Basically, I'm coming to the conclusion that it's just not practical to
try and make Natural/Integer implicitly castable to primitive signed and
unsigned integers. C++ just has too many edge cases there.
I also want to get away from the problem of C++ deciding that all math
operations return 32-bit values, unless one of the parameters is 64-bit,
in which case you get a 64-bit value. You know, so things like
array[-1] won't end up accessing the 4 billionth element of the array.
It's nice to be fancy and minimally size operations (eg 32-bit+32-bit =
33-bit), but it's just too unintuitive. I think all
Natural<X>+Natural<Y> expessions should result in a Natural<64> (eg
natural) type.
nall/primitives/operators.hpp has been removed, and new
Natural<>Natural / Integer<>Integer casts exist. My feeling is that
signed and unsigned types should not be implicitly convertible where
data loss can occur. In the future, I think an integer8*natural8 is
fine to return an integer64, and the bitwise operators are probably all
fine between the two types. I could probably add
(Integer,Natural)+Boolean conversions as well.
To simplify expressions, there are new user-defined literals for _b
(boolean), _n (natural), _i (integer), _r (real), _n# (eg _n8),
_i# (eg _i8), _r# (eg _r32), and _s (nall::string).
In the long-term, my intention is to make the conversion and cast
constructors explicit for primitive types, but obviously that'll shatter
most of higan, so for now that won't be the case.
Something I can do in the future is allow implicit conversion and
casting to (u)int64_t. That may be a nice balance.
byuu says:
I've implemented a lot more TLCS900H instructions. There are currently
20 missing spots, all of which are unique instructions (well, MINC and
MDEC could be considered pairs of 3 each), from a map of 1024 slots.
After that, I have to write the disassembler. Then the memory bus. Then
I get to start the fun process of debugging this monstrosity.
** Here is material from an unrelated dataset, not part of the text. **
PR #556, opened 2020-04-08
[MAINT] Minor changes fiff info

juangpc:
QList uses this shared memory mechanism by Qt where objects are shared and updated only on changes. So there is no need to do explicit deep copy. 

I'm not sure if the copy constructor is needed at all.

Also new is nall/inline-if.hpp. Note that this file is technically a war
crime, so be careful when opening it. This replaces ternary() from the
previous WIP.
byuu says:
So this turned out to be a rather unproductive ten-hour rabbit hole, but
...
I reworked nall/primitives.hpp a lot. And because the changes are
massive, testing of this WIP for regressions is critically important. I
really can't stress that enough, we're almost certainly going to have
some hidden regressions here ...
We now have a nall/primitives/ subfolder that splits up the classes into
manageable components. The bit-field support is now shared between both
Natural and Integer. All of the assignment operator overloads are now
templated and take references instead of values. Things like the
GSU::Register class are non-copyable on account of the function<>
object inside of it, and previously only operator= would work with
classes like that.
The big change is nall/primitives/operators.hpp, which is a really
elaborate system to compute the minimum number of bits needed for any
operation, and to return a Natural<T> or Integer<T> when one or both of
the arguments are such a type.
Unfortunately, it doesn't really work yet ... Kirby's Dream Land 3
breaks if we include operators.hpp. Zelda 3 runs fine with this, but I
had to make a huge amount of core changes, including introducing a new
ternary(bool, lhs, rhs) function to nall/algorithm to get past
Natural<X> and Natural<Y> not being equivalent (is_integral types get a
special exemption to ternary ?: type equivalence, yet it's impossible to
simulate with our own classes, which is bullshit.) The horrifying part
is that ternary() will evaluate both lhs and rhs, unlike ?:
I converted some of the functions to test ? uint(x) : uint(y), and
others to ternary(test, x, y) ... I don't have a strong preference
either way yet.
But the part where things may have gotten broken is in the changes to
where ternary() was placed. Some cases like in the GBA PPU renderer, it
was rather unclear the order of evaluations, so I may have made a
mistake somewhere.
So again, please please test this if you can. Or even better, look over
the diff.
Longer-term, I'd really like the enable nall/primitives/operators.hpp,
but right now I'm not sure why Kirby's Dream Land 3 is breaking. Help
would be appreciated, but ... it's gonna be really complex and difficult
to debug, so I'm probably gonna be on my own here ... sigh.
byuu says:
I added some useful new functions to nall/primitives:
auto Natural<T>::integer() const -> Integer<T>;
auto Integer<T>::natural() const -> Natural<T>;
These let you cast between signed and unsigned representation without
having to care about the value of T (eg if you take a Natural<T> as a
template parameter.) So for instance when you're given an unsigned type
but it's supposed to be a sign-extended type (example: signed
multiplication), eg Natural<T> → Integer<T>, you can just say:
x = y.integer() * z.integer();
The TLCS900H core gained some more pesky instructions such as DAA, BS1F,
BS1B.
I stole an optimization from RACE for calculating the overflow flag on
addition. Assuming: z = x + y + c;
Before: ~(x ^ y) & (x ^ z) & signBit;
After: (x ^ z) & (y ^ z) & signBit;
Subtraction stays the same. Assuming: z = x - y - c;
Same: (x ^ y) & (x ^ z) & signBit;
However, taking a speed penalty, I've implemented the carry computation
in a way that doesn't require an extra bit.
Adding before:
uint9 z = x + y + c;
c = z & 0x100;
Subtracting before:
uint9 z = x - y - c;
c = z & 0x100;
Adding after:
uint8 z = x + y + c;
c = z < x || z == x && c;
Subtracting after:
uint8 z = x - y - c;
c = z > x || z == x && c;
I haven't been able to code golf the new carry computation to be any
shorter, unless I include an extra bit, eg for adding:
c = z < x + c;
But that defeats the entire point of the change. I want the computation
to work even when T is uintmax_t.
If anyone can come up with a faster method, please let me know.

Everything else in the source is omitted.